- _INSTRUCTIONS TO FOLLOW_:
Whenever a line of the material contains the string "actors", it should be copied.
(DATA LISTING begins)
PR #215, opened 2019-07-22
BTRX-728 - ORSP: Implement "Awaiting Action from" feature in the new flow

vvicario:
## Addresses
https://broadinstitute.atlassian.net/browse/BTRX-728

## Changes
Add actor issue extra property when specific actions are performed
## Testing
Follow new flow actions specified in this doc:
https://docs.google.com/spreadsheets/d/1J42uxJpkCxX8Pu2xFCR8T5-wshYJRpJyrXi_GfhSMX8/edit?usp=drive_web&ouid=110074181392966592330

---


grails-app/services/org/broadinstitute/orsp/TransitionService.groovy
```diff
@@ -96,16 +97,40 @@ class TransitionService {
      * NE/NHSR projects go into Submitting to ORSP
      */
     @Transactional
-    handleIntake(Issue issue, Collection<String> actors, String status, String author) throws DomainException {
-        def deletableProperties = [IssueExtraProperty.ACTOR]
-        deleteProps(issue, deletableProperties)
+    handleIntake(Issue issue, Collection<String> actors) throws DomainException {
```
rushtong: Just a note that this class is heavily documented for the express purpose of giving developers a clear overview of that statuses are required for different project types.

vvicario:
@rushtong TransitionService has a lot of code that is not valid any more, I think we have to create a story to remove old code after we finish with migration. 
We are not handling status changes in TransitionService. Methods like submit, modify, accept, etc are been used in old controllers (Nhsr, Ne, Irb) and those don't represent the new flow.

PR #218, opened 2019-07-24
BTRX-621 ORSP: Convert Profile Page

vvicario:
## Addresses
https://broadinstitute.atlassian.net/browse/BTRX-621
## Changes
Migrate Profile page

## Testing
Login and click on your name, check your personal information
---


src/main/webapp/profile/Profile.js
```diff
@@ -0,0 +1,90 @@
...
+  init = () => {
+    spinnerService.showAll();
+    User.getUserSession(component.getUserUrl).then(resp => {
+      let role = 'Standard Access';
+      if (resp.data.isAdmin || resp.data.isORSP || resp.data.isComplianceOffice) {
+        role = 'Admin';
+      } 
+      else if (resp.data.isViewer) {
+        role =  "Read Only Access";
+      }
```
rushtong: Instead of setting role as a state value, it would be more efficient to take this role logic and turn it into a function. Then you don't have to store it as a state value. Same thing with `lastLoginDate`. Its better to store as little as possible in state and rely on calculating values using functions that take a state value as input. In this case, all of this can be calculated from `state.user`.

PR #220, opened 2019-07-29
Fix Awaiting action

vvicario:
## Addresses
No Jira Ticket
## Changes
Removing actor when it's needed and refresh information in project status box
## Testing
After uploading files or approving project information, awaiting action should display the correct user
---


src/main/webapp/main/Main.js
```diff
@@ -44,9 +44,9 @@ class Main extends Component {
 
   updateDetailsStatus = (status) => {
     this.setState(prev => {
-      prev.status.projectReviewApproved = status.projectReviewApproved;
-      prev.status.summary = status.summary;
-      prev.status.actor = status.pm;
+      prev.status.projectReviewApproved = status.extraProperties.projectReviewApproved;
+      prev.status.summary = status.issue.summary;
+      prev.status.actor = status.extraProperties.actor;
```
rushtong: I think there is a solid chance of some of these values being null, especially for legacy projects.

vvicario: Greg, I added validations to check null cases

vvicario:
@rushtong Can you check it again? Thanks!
(DATA LISTING ends)
- _SOLUTION FOR THIS PROBLEM_:
-    handleIntake(Issue issue, Collection<String> actors, String status, String author) throws DomainException {
+    handleIntake(Issue issue, Collection<String> actors) throws DomainException {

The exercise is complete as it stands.